Il y a d’autre part une démarche qui est tout autre, où le rapport aux textes est en fait premier, et où c’est véritablement à partir de la foi et de la spiritualité musulmane que se fonde la recherche de justice et d’égalité qui se trouve au fondement du féminisme. Cette autre stratégie est alors plutôt le fait de femmes proches de la militance islamiste [4]. L’arrivée, dans les années 1970-1980 de l’islam dans le champ politique a été une opportunité pour critiquer l’islam en des termes politiques, à l’intérieur du cadre religieux musulman. Au départ, l’islamisme est en effet la critique de l’islam d’État et part d’une volonté de démocratiser l’islam par un rapport aux textes sans intermédiaire, qui peut faire naître un espace fertile et précieux pour les femmes et leur critique du patriarcat dans l’exégèse faite par les hommes. Rached al-Ghannouchi par exemple, le leader d’Ennhada en Tunisie a produit des textes sur la question des femmes en islam qui ont été utilisés par les militantes musulmanes. Et donc à ce moment, des femmes qui sont croyantes, pratiquantes, qui ont un modèle de vie qui fait la promotion d’une militance islamique et islamiste, vont défendre un islam qui promeut l’égalité homme-femme et les droits des femmes. Dans cette seconde attitude, le rapport aux textes sacrés, est à la fois central et premier.
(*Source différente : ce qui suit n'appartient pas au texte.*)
PR #1098, opened 2023-02-28
Add OpenAPI specification for flexible resources.

aaron-wang:
Part one of a few PRs which will add "Flexible resources" to WSM. Previously, these were known as "Blob resources".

Personnellement, je pense que je me situe entre les deux : il y a une nécessité stratégique que je reconnais, et, en même temps, c’est dans ma foi que je trouve les fondements de mon engagement féministe. C’est toujours en relation à cette foi et en allant y puiser directement que j’ai toujours pensé et vécu mon engagement politique. Mais c’est aussi grâce à ce lien permanent avec la foi et les textes religieux que, dans une famille plutôt conservatrice, j’ai pu me permettre certaines choses que je n’aurais pas pu me permettre autrement.
Contretemps : Est-ce qu’on pourrait alors faire un certain rapprochement avec l’engagement des chrétiens de gauche, qui fondent leurs valeurs sociales et leur engagement politique dans leur foi, avec la théologie de la libération par exemple ?
Zahra Ali : Tout à fait. Je me rappelle avoir participé à un colloque aux côtés d’une féministe catholique dont la démarche était extrêmement proche de la nôtre : on retrouvait ce retour aux textes, ce travail d’exégèse absolument central.
Il y a donc des parallèles certains, également, avec la théologie de la libération. On partage cette vision que l’engagement politique est le fruit d’un positionnement spirituel et d’une quête de sens. Les féministes musulmanes ont vraiment développé cette idée du tawhîd, de l’unicité divine : si Dieu est unique, c’est lui qui est dépositaire de l’autorité, de la domination, et tous les êtres sont donc égaux. Les êtres humains ne se distinguent que par leur piété. En islam, il y a une phrase, qui est répétée des centaines de fois dans le Coran, et qui désigne celui qui croit par le fait qu’il accomplit de bonnes œuvres. A partir de ce piétisme, de la quête de Dieu, de sens, et de la volonté de faire le bien, est alors tiré le principe d’« ordonner le convenable et d’interdire le blâmable » [5]. Ce principe peut évidemment conduire à la police des mœurs, mais peut aussi donner un engagement politique universel, qui ressemble beaucoup à un engagement humaniste, selon moi. Partir du spirituel pour aller vers le politique, c’est une démarche qui rassemble à la fois les théologiens de la libération et les militants et militantes musulmanes.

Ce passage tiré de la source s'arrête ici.